- **DIRECTIONS**
Write out, word for word, the first line of the data below and every line after it through the one containing "--- a/js/tests/unit/sdk.test.js".

=== SUPPLIED MATERIAL ===

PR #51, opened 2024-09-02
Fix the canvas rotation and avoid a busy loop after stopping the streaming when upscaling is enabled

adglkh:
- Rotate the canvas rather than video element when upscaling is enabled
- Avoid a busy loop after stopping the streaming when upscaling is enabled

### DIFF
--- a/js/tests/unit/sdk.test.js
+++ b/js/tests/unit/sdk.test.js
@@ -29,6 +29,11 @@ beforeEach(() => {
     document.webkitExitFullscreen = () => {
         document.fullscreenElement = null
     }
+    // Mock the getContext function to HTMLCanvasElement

===

- **SOLUTION TO THIS EXERCISE**
PR #51, opened 2024-09-02
Fix the canvas rotation and avoid a busy loop after stopping the streaming when upscaling is enabled

adglkh:
- Rotate the canvas rather than video element when upscaling is enabled
- Avoid a busy loop after stopping the streaming when upscaling is enabled

### DIFF
--- a/js/tests/unit/sdk.test.js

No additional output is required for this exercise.